Lamotrigine hydrate is a potent and orally active anticonvulsant or antiepileptic agent. Lamotrigine hydrate selectively blocks voltage-gated Na+ channels, stabilizing presynaptic neuronal membranes and inhibiting glutamate release. Lamotrigine hydrate can be used for the research of epilepsy, focal seizure, et al[1][2].

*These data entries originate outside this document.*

PR #344, opened 2019-10-18
Refs #27410 - use new API within action

ezr-ondrej:
Use the `plan_event` API for sending events to the action.

### DIFF
--- a/lib/dynflow/action.rb
+++ b/lib/dynflow/action.rb
@@ -89,6 +89,13 @@ module Dynflow
       end
     end
 
+    DelayedEvent = Algebrick.type do
+      fields! execution_plan_id: String,
+              step_id:           Integer,
+              event:             Object,
+              time:              type { variants Time, NilClass }
+    end
+
     def self.constantize(action_name)
       super action_name
     rescue NameError
@@ -326,9 +333,8 @@ module Dynflow
     # Plan an +event+ to be send to the action defined by +action+, what defaults to be self.
     # if +time+ is not passed, event is sent as soon as possible.
     def plan_event(event, time = nil, execution_plan_id: self.execution_plan_id, step_id: self.run_step_id)
-      Type! time, Time, Numeric, NilClass
-      time  = Time.now + time if time.is_a? Numeric
-      delayed_events << Dispatcher::Event[execution_plan_id, step_id, event, time]
+      time = @world.clock.current_time + time if time.is_a?(Numeric)
+      delayed_events << DelayedEvent[execution_plan_id, step_id, event, time]
     end
 
     def delayed_events
--- a/lib/dynflow/testing/dummy_executor.rb
+++ b/lib/dynflow/testing/dummy_executor.rb
@@ -17,6 +17,18 @@ module Dynflow
         @events_to_process << [director_event.execution_plan_id, director_event.step_id, director_event.event, director_event.result]
       end
 
+      def plan_events(delayed_events)
+        delayed_events.each do |event|
+          world.plan_event(event.execution_plan_id, event.step_id, event.event, event.time)
+        end
+      end
+
+      def execute(action, event = nil)
+        action.execute event
+        plan_events(action.delayed_events.dup)
+        action.delayed_events.clear
+      end
+
       # returns true if some event was processed.
       def progress
         events = @events_to_process.dup
@@ -26,7 +38,7 @@ module Dynflow
           if event && world.action.state != :suspended
             return false
           end
-          world.action.execute event
+          execute(world.action, event)
         end
       end
 
--- a/test/action_test.rb
+++ b/test/action_test.rb
@@ -570,9 +570,9 @@ module Dynflow
               total = 2
               FailureSimulator.fail_in_child_plan = true
               triggered_plan = world.trigger(PollingParentAction, count: total)
-              polling_plan = world.persistence.load_execution_plan(triggered_plan.id)
 
-              wait_for do # Waiting for the sub plans to be spawned
+              polling_plan = nil
+              wait_for('the subplans to be spawned') do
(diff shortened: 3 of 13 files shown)


bin/dynflow_sidekiq.rb
```diff
@@ -0,0 +1,24 @@
+# frozen_string_literal: true
```
adamruzicka: This file is not really relevant

lib/dynflow/action/with_sub_plans.rb
```diff
@@ -170,10 +170,10 @@ def sub_plans_count(filter = {})
     end
 
     def notify_on_finish(plans)
-      suspend do |suspended_action|
+      suspend do
         plans.each do |plan|
           plan.finished.on_resolution! do |success, value|
-            suspended_action << SubPlanFinished[plan.id, success && (value.result == :success)]
+            plan_event(SubPlanFinished[plan.id, success && (value.result == :success)])
```
adamruzicka: In this case we should probably keep it as it is, as the new way wouldn't work once the action gets suspended.

ezr-ondrej: Yeah right, we would need to propagate the information about parent action to through the execution plan and ping from there :(

adamruzicka:
Test failures seem to be related

test/test_helper.rb
```diff
@@ -177,7 +177,7 @@ def wait_for(waiting_message = 'something to happen')
       return ret if ret
       sleep 0.3
     end
-    raise "waiting for #{waiting_message} was not successful"
+    assert false, "waiting for #{waiting_message} was not successful"
```
ezr-ondrej: I've changed this to assert - it should fail not error out I believe.

test/action_test.rb
```diff
@@ -570,9 +570,9 @@ def batch(from, size)
               total = 2
               FailureSimulator.fail_in_child_plan = true
               triggered_plan = world.trigger(PollingParentAction, count: total)
-              polling_plan = world.persistence.load_execution_plan(triggered_plan.id)
 
-              wait_for do # Waiting for the sub plans to be spawned
+              polling_plan = nil
```
ezr-ondrej: ambigous loading removed

lib/dynflow/testing/dummy_executor.rb
```diff
@@ -17,6 +17,20 @@ def delayed_event(director_event)
...
 
+      def plan_events(delayed_events)
+        delayed_events.each do |event|
+          time = event.time
+          time = world.clock.current_time + time if time.is_a?(Numeric)
+          world.plan_event(event.execution_plan_id, event.step_id, event.event, time)
+        end
+      end
+
+      def execute(action, event = nil)
```
ezr-ondrej: New method called from `Testing#run_action` and `progress` as both need to process action's events

lib/dynflow/action.rb
```diff
@@ -89,6 +89,13 @@ def to_s_humanized
       end
     end
 
+    DelayedEvent = Algebrick.type do
```
ezr-ondrej: New `DelayedEvent` class, for not abusing `Director::Event` and to validate the time properly.

lib/dynflow/action.rb
```diff
@@ -89,6 +89,13 @@ def to_s_humanized
...
+      fields! execution_plan_id: String,
+              step_id:           Integer,
+              event:             Object,
+              time:              type { variants Numeric, NilClass }
```
ezr-ondrej: :warning: On the action class I've removed option to pass `Time` only a number, do you think it's ok?

lib/dynflow/world.rb
```diff
@@ -228,6 +228,7 @@ def event(execution_plan_id, step_id, event, done = Concurrent::Promises.resolva
     end
 
     def plan_event(execution_plan_id, step_id, event, time, accepted = Concurrent::Promises.resolvable_future)
+      time = Time.now + time if time.is_a?(Numeric)
```
ezr-ondrej: Numerical `time` param is processed on orchestrator side now.
:warning: this could delay the events for the communication error! Is that acceptable?

ezr-ondrej:
And we are :green_heart:

lib/dynflow/world.rb
adamruzicka: It shouldn't be an issue when things are working smoothly, but I'd be worried what would happen once the load got high enough. What was the reason for this change?

ezr-ondrej: The reason is just tests - with testing clock, we can't have real time, but probably we can think of better solution :thinking:

adamruzicka: I'd like to keep the option to send times, if possible. Is it doable in the time we have left?

ezr-ondrej: Ok, I did it through the clock. It now provides `current_time` even in production. Providing wrapper arround Time.now

lib/dynflow/action.rb
```diff
@@ -326,9 +333,8 @@ def queue
     # Plan an +event+ to be send to the action defined by +action+, what defaults to be self.
     # if +time+ is not passed, event is sent as soon as possible.
     def plan_event(event, time = nil, execution_plan_id: self.execution_plan_id, step_id: self.run_step_id)
-      Type! time, Time, Numeric, NilClass
-      time  = Time.now + time if time.is_a? Numeric
-      delayed_events << Dispatcher::Event[execution_plan_id, step_id, event, time]
+      time = @world.clock.current_time + time if time.is_a?(Numeric)
```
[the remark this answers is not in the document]
ezr-ondrej: Yeah, I did, we pass that down to the `DelayedEvent` and we are validating the type of the field there, right? :slightly_smiling_face:

adamruzicka:
Thank you @ezr-ondrej !

PR #348, opened 2019-11-26
Tests for failover HA

adamruzicka:


test/redis_locking_test.rb
```diff
@@ -0,0 +1,81 @@
...
+
+      let(:world) { OpenStruct.new(:id => '12345') }
+      let(:orchestrator) { Orchestrator.new(world, Logger.new) }
+      let(:world2) { OpenStruct.new(:id => '67890') }
+      let(:orchestrator2) { Orchestrator.new(world2, Logger.new) }
+
+      it 'acquires the lock when it is not taken' do
+        orchestrator.wait_for_orchestrator_lock
+        logs = orchestrator.logger.logs
+        _(logs).must_equal [[:info, 'Acquired orchestrator lock, entering active mode.']]
```
ezr-ondrej: Do you think it would be possible to test the value in the redis directly (as we have the connection already, we could use it to assert the orchestrator behaviour, right?

adamruzicka: Good point, added.

adamruzicka:
I'm not sure what else we could test apart from the lock value without making the test too complex

PR #349, opened 2019-12-03
Reimplement various "what-to-do-next" components using dependency graph

adamruzicka:
The idea is that the new representation should allow us to store this kind of data in a db (be it redis or a full blown sql db).


adamruzicka:
I always had trouble wrapping my head around how dynflow decides what to do next and how it processes the flows. I took some time to throw most of it out and use a directed acyclic graph as an intermediate representation and then plucking leaf nodes out of it. Currently it still uses flows when creating an execution plan, but in the future I'd like to remove them and just use the graph everywhere.

Although readability is the primary concern here, this should also address one situation where the old mechanism executed steps in sequence even when it didn't have to.

@jlsherrill I need an impartial set of eyes to judge if my efforts here actually helped readability and ease of understanding. Could you please take a look?

Just don't look too hard at [graph->flow conversion](https://github.com/Dynflow/dynflow/pull/349/files#diff-d9d66869d60c44274bfacc5de7294bdf9197ff668a7462320f37265ed20a20ddR105), which is terrible, but would go away if we used the graph everywhere

PR #53, opened 2015-10-08
Fixes #12064 - allow empty values for non-required inputs

iNecas:
Also, make the API error message more descriptive, when some issue is there on
provided inputs.

### DIFF
--- a/app/models/concerns/foreman_remote_execution/errors_flattener.rb
+++ b/app/models/concerns/foreman_remote_execution/errors_flattener.rb
@@ -1,0 +1,62 @@
+module ForemanRemoteExecution
+  module ErrorsFlattener
+    def flattened_validation_exception
+      ActiveRecord::RecordNotSaved.new(I18n.t("activerecord.errors.messages.record_invalid", :errors => flattened_errors.join(', ')))
+    end
+
+    def flattened_errors
+      errors = Hash.new { |h, k| h[k] = [] }
+      self.errors.keys.each do |key|
+        messages = self.errors[key]
+        invalid_objects = invalid_objects_for_attribute(key)
+        if invalid_objects.blank?
+          errors[key] = messages
+        else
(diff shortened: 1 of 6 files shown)


app/models/concerns/foreman_remote_execution/errors_flattener.rb
```diff
@@ -0,0 +1,62 @@
...
+        end
+      end
+      errors.map { |key, messages| self.errors.full_message(key, messages.join(', ')) }
+    end
+
+    private
+
+    def invalid_objects_for_attribute(attribute)
+      if self.respond_to?(attribute)
+        invalid_object = self.send(attribute)
```
ares: I think `public_send` should be enough

app/models/template_invocation.rb
```diff
@@ -16,9 +22,10 @@ def to_action_input
   private
 
   def provides_required_input_values
-    required_input_ids = self.template.template_inputs.where(:required => true).pluck(:id)
-    unless (required_input_ids - self.input_values.map(&:template_input_id)).empty?
-      errors.add(:base, _("Not all required inputs have values."))
+    required_inputs = self.template.template_inputs.where(:required => true)
```
ares: `.includes(:input_values)` might be handy because of line below

ares: dismiss, I misread that

ares:
Tested, works nice, just one nit (`public_send`) and good to go.

iNecas:
[test]

app/models/concerns/foreman_remote_execution/errors_flattener.rb
iNecas: Good point, new rubocop would have found that as well https://github.com/bbatsov/rubocop/commit/242a761e0cafc2e4634bd62a3362bed2b70fcec2 (but we need to rely on the one in foreman right now)

PR #54, opened 2015-10-09
Refs #12065 - fix foreman 1.9 compatibility with refresh js

iNecas:
Foreman 1.9 didn't include underscore.js, but we are ok with jQuery in this
case.


iNecas:
This is the commit that introduces underscore.js, and it's post 1.9 https://github.com/theforeman/foreman/commit/09ce8a634bd5924de5f9c1d865a9a765a5b0174f

ares:
oops, good catch, ACK

PR #57, opened 2015-10-20
Fixes #12317 - Missing title on new job invocation

dLobatog:
**Problem**
When you click on 'Run Job' on a host, there is no title on that page.

**Solution**
Add a title to the new page for Job invocations.


iNecas:
Looks good, waiting for theforeman-bot to be happy about the PR

dLobatog:
Updated!

ares:
I think this should replace h1 few lines below since we'd have two headers
title

stbenjam:
Thanks @dLobatog !

PR #60, opened 2015-10-21
Update README to include features, link to manual

dLobatog:
**Problem**
People come to the repo and don't know how to install the project, what does it exactly do, etc.. People ask in #theforeman IRC channel about basic help on how to install the plugin because they didn't see any documentation in the README.

**Solution**
Add a few basic information screenshots, points of contact, and links to the manual to ensure new users don't get lost.

### DIFF
--- a/app/models/job_template.rb
+++ b/app/models/job_template.rb
@@ -28,6 +28,7 @@ class JobTemplate < ::Template
                   end
                 }
 
+  validates :job_name, :presence => true, :unless => ->(job_template) { job_template.snippet }
   validates :provider_type, :presence => true
   validate :provider_type_whitelist
 
--- a/test/unit/job_template_test.rb
+++ b/test/unit/job_template_test.rb
@@ -1,6 +1,19 @@
 require 'test_plugin_helper'
 
 describe JobTemplate do
+  context 'when creating a template' do
+    let(:job_template) { FactoryGirl.build(:job_template, :job_name => '') }
+
+    it 'needs a job_name' do
+      refute job_template.valid?
+    end
+
+    it 'does not need a job_name if it is a snippet' do
+      job_template.snippet = true
+      assert job_template.valid?
+    end
+  end
+
   context 'cloning' do
     let(:job_template) { FactoryGirl.build(:job_template, :with_input) }
 


README.md
```diff
@@ -8,33 +8,65 @@
...
 management functionality with remote management functionality.
 
+* Website: [theforeman.org](http://theforeman.org)
+* ServerFault tag: [Foreman](http://serverfault.com/questions/tagged/foreman)
+* Issues: [foreman_remote_execution Redmine](http://projects.theforeman.org/projects/foreman_remote_execution/issues)
+* Wiki: [Foreman wiki](http://projects.theforeman.org/projects/foreman/wiki/About)
+* Community and support: [#theforeman](https://kiwiirc.com/client/irc.freenode.net/?#theforeman) for general support, [#theforeman-dev](https://kiwiirc.com/client/irc.freenode.net/?#theforeman-dev) for development chat in [Freenode](irc.freenode.net)
+* Mailing lists:
+    * [foreman-users](https://groups.google.com/forum/?fromgroups#!forum/foreman-users)
+    * [foreman-dev](https://groups.google.com/forum/?fromgroups#!forum/foreman-dev)
```
stbenjam: I'm not so sure I want to include all this here, I'd rather link to a support URL on theforeman.org. Some of these things could get outdated quickly.

I'd say just link to foreman_remote_execution plugin docs, and theforeman.org support manual

README.md
```diff
@@ -8,33 +8,65 @@
...
+![job templates](http://theforeman.org/plugins/foreman_remote_execution/0.0/job_template_form.png)
+
 ## Installation
 
-See [How_to_Install_a_Plugin](http://projects.theforeman.org/projects/foreman/wiki/How_to_Install_a_Plugin)
-for how to install Foreman plugins
+Please see the Foreman manual for appropriate instructions:
 
-## Usage
+* [Foreman: How to Install a Plugin](http://theforeman.org/plugins/)
```
stbenjam: Should link to http://theforeman.org/plugins/foreman_remote_execution

stbenjam: Which doesn't exist, we need a landing page I guess, and I think the readme should just link to that.

dLobatog: No, that's only about installing the repo - actual usage was moved under installation below to just a link to the REX manual.

README.md
dLobatog: Sounds good. Should I link to just http://theforeman.org/support.html then? 

I basically copied the boilerplate from - https://github.com/theforeman/foreman-docker and https://github.com/theforeman/foreman_host_rundeck . What exactly could get outdated though, so I can change it in the other READMEs?

stbenjam: I guess, I feel like there's a lot of duplicate data here and we're better off redirecting users to the web site.  Maybe some other support avenue will open up, and it wouldn't be in this README, it's not really on our radar to keep this in sync.

README.md
stbenjam: Right, I meant the install instructions don't belong here at all. As given, they're not really even enough to use the plugin, the manual has the full instructions and because things are moving quickly I think we should just have them in one place.

dLobatog:
@stbenjam Updated!

stbenjam:
Weird, https://github.com/theforeman/foreman_remote_execution/pull/58 and have the same commit

dLobatog:
I opened a new one in https://github.com/theforeman/foreman_remote_execution/pull/66 not sure what happened

PR #63, opened 2015-10-23
Fixes #12290 - fixes detail link permission

ares:


stbenjam:
Works for me, created a limit user and it can see the details link

ACK

ares:
Thanks for review, merging

PR #64, opened 2015-10-26
fixes #12308 - preview hosts in invocation creation

stbenjam:
I have a really hard time working with javascript so I yoinked this one since it seemed simple enough to try to learn how to do it.

Does it make sense?

One thing I think I'm lacking is I'd probably like to replace the button icon with the spinny waiting thing while it's making the ajax request.  Do you know of any examples in foreman of it doing that?

### DIFF
--- a/app/assets/javascripts/template_invocation.js
+++ b/app/assets/javascripts/template_invocation.js
@@ -24,6 +24,33 @@ function refresh_search_query(value){
   $('textarea#targeting_search_query').val($('span#bookmark_query_map span#bookmark-' + id).data('query'));
 }
 
+function show_preview_hosts_modal() {
+  var modal_window = $('#previewHostsModal');
+
+  var form = $('form#job_invocation_form');
+  var data = form.serializeArray();
+
+  request = $.ajax({
+    data: data,
+    type: 'GET',
+    url: modal_window.attr('data-url'),
+    success: function(request) {
+      modal_window.find('.modal-body').html(request);
+    },
+    complete: function() {
+      modal_window.modal({'show': true});
+      modal_window.find('a[rel="popover-modal"]').popover();
+    }
+  });
+}
+
+function close_preview_hosts_modal() {
+  var modal_window = $('#previewHostsModal');
+  modal_window.modal('hide');
+  modal_window.removeData();
+  modal_window.find('.modal-body').html('');
+}
+
 function job_invocation_form_binds() {
   $('input.job_template_selector').on('click', function () {
     parent_fieldset = $(this).closest('fieldset');
@@ -39,6 +66,8 @@ function job_invocation_form_binds() {
   $('select#job_invocation_job_name').on('change', refresh_execution_form);
 
   $('button#refresh_execution_form').on('click', refresh_execution_form);
+
+  $('button#preview_hosts').on('click', show_preview_hosts_modal);
 
   $('textarea#targeting_search_query').on('change', refresh_execution_form);
 
--- a/app/views/job_invocations/_form.html.erb
+++ b/app/views/job_invocations/_form.html.erb
@@ -17,6 +17,9 @@
         <%= button_tag(:type => 'button', :class => 'btn btn-default btn-sm', :title => _("Refresh"), :id => 'refresh_execution_form') do %>
           <%= icon_text('refresh') %>
         <% end %>
+        <%= button_tag(:type => 'button', :class => 'btn btn-default btn-sm', :title => _("Preview"), :id => 'preview_hosts') do %>
+          <%= icon_text('eye-open') %>
+        <% end %>
       </div>
     </div>
 
@@ -80,6 +83,6 @@
       <%= text_f f, :start_before, :label => _('Start before') %>
     </fieldset>
   </div>
-
+  <%= render :partial => 'preview_hosts_modal' %>
   <%= submit_or_cancel f %>
 <% end %>
--- a/app/controllers/job_invocations_controller.rb
+++ b/app/controllers/job_invocations_controller.rb
@@ -56,11 +56,24 @@ class JobInvocationsController < ApplicationController
     @composer = JobInvocationComposer.new.compose_from_params(params)
   end
 
+  def preview_hosts
+    composer = JobInvocationComposer.new.compose_from_params(params)
+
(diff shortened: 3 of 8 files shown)


app/assets/javascripts/template_invocation.js
```diff
@@ -24,6 +24,33 @@ function refresh_search_query(value){
...
 
+function show_preview_hosts_modal() {
+  var modal_window = $('#previewHostsModal');
+
+  var form = $('form#job_invocation_form');
+  var data = form.serializeArray();
+
+  request = $.ajax({
+    data: data,
+    type: 'POST',
```
ohadlevy: why post?

stbenjam: No reason, is put better?

ohadlevy: since you are pulling host lists, shouldn't you use GET ? (POST == CREATE Object, PUT == update object, GET == read only)

stbenjam: I have to send the form back to be able to render the hosts list based on the current value of your query

app/views/job_invocations/_form.html.erb
```diff
@@ -81,5 +84,20 @@
     </fieldset>
   </div>
 
+  <!-- modal window -->
```
ares: maybe extract this to partial or maybe even better, extract it to helper that would receive arguments like path, title, content, so it can be reused somewhere else?

app/assets/javascripts/template_invocation.js
```diff
@@ -24,6 +24,33 @@ function refresh_search_query(value){
...
+    url: modal_window.attr('data-url'),
+    success: function(request) {
+      modal_window.find('.modal-body').html(request);
```
ares: would it make sense to use `#previewHostsModal .modal-body` just in case there are more modal windows on the page?

ares:
looks good to me, I'm looking forward to test tomorrow

app/views/job_invocations/_form.html.erb
stbenjam: I like the idea of making it nicer, but there's a lot of stuff in here like onclick's.  This is a very simple modal, but they get a lot more complicated when you look at some of the others in Foreman, including additional onclicks, additional sections like footers, default data inside the body, etc.  I think that's maybe why they haven't helper-ized it yet.

ares: I don't think we'd have to migrate all modal windows in core but I though this could be a good start which could be extended when needed as we might need more modal windows in rex... but I don't insist, I just wanted to have the form partial clean, so at least partial would be good

ares:
Works nicely, one nit from testing - for some reason, cross button doesn't close the modal window. One idea, would it be beneficial to add information about dynamic and static search on top of the list? Something like "Job will be executed on this list of hosts" vs "This is a preview of target hosts which and it may change before the job will start because dynamic targeting is selected". Last idea, not sure if it's worth it, hosts names could link to host details (with target _blank)?

stbenjam:
>  for some reason, cross button doesn't close the modal window.

What browser/version? Works for me on Firefox + Chrome

ares:
Weird, after I recheckout the same branch I used for testing, it works. It was Chrome 46. Sorry for false alert, seems like some local issue.

stbenjam:
Thanks @ares! Updated - nice suggestions, looks better

preview

ohadlevy:
@stbenjam what if the list is very long? I assume you might want to a. ensure a max hight (and scroll) and consider pagination?

app/assets/javascripts/template_invocation.js
ohadlevy: I don't think that conflicts? also, do you need to send the entire form or just the search term /bookmark used?

stbenjam:
It does scroll, that's the overflow-y setting:

scroll

Although maybe the modal is too tall, how big should I make it? My CSS isn't very good.  Pagination also adds a lot of complication.

I want to finish up other things this week for iteration 3, so if that's going to hold this PR, I'll have to revisit it later.

ohadlevy:
I could see us skipping paginiation (e.g. limit to first xx hosts) and
potentially linking to the host list with the same bookmark/search.
i dont think you should hold the pr for that.

ares:
needs a trivial rebase

ares:
tested with manual rebase, works as a charm, ACK (pending green tests after rebase)

app/assets/javascripts/template_invocation.js
stbenjam: The form, because I also need to know if it's a dynamic query or not.  Refresh uses a post, too.

stbenjam:
Can you take a quick look again @ares?

Based on @ohadlevy's feedback, I only show the first `Setting[:entries_per_page]` hosts (default would be 20, here its 2).

and3more

app/assets/javascripts/template_invocation.js
stbenjam: It works with GET, so I changed it

ares:
I like the count limiting, maybe 20 (default) is to small number but we'll see. It's easy to add `*5` later if needed...

Last thing I just spot, `#preview_hosts` requires `:view_job_invocations` permission but it's actually only used when you create new invocation, should it be `:create_job_invocations`? (similar to refresh)

app/assets/javascripts/template_invocation.js
ares: Sorry to jump on this too late, if we send the search field it can be very long (bulk action on 500 hosts, FQDN is ~20 chars), GET search query size is limited by some browsers (IE ~ 2k), Apache refuse after 8k (according to doc) so I think POST would be justified here.

stbenjam:
> I like the count limiting, maybe 20 (default) is to small number but we'll see. It's easy to add *5 later if needed...

Yea, I just figured using `Setting[:entries_per_page]` made sense, but we could add pagination to the modal later, or just use our own value if we think its not enough.

> Last thing I just spot, #preview_hosts requires :view_job_invocations permission but it's actually only used when you create new invocation, should it be :create_job_invocations? (similar to refresh)

Yea that makes sense, updated.

ares:
APJ

stbenjam:
Thanks!

PR #65, opened 2015-10-26
fixes #12316 - make global proxy turned on by default

stbenjam:
With this as a default, then the plugin just works out of the box.  More
advanced users will likely want to turn it off and use subnet-based
proxy determination for segmented networks while getting proper HA, load
balancing, etc.


ares:
Thanks @stbenjam, merging! Could you please change this in [manual](http://theforeman.org/plugins/foreman_remote_execution/0.0/index.html#4.1Determiningthesmartproxyforhost) of 0.1?

PR #67, opened 2015-10-29
fixes #12269 - only show rerun failed when there's failed tasks

stbenjam:


stbenjam:
@iNecas How about this one for Iteration 3 too?

iNecas:
Tested and works great. I know @ares  preference is rather to disable the buttons than hiding them (as even if everything works, you know that you could rerun if something went wrong).

stbenjam:
That makes sense, its less confusing than magically disappearing buttons.

Updated

iNecas:
ACK! Tested and works for me

stbenjam:
Thanks!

Signaling Pathways >> Membrane Transporter/Ion Channel >> Sodium Channel

Signaling Pathways >> Autophagy >> Autophagy

Research Areas >> Neurological Disease

Lamotrigine hydrate inhibits Veratrine evoked release of glutamate and aspartate with ED50 values of 21 μM for both amino acids, but Lamotrigine hydrate is less potent in the inhibition of GABA release (ED50=44 μM. At concentrations up to 300 μM, LTG has no effect on patassium-evoked amino acid[1]. Lamotrigine hydrate is some five times less potent in the inhibition of Veratrine-evoked [3H]acetylcholine release (ED50=100 μM) than in glutamate or aspartate release[1].

Lamotrigine hydrate (IP, 30 min before pentylenetetrazol; 10 mg/kg, 15 mg/kg or 20 mg/kg) decreases the seizure intensity at the higher doses, it increases the latency to the first pentylenetetrazol-induced seizure in all studied doses compared with the controls[2].

[1]. M J Leach, et al. Pharmacological studies on lamotrigine, a novel potential antiepileptic drug: II. Neurochemical studies on the mechanism of action. Epilepsia. Sep-Oct 1986;27(5):490-7.

[2]. Damianka P Getova, et al. A study of the effects of lamotrigine on mice using two convulsive tests. Folia Med (Plovdiv). Apr-Jun 2011;53(2):57-62.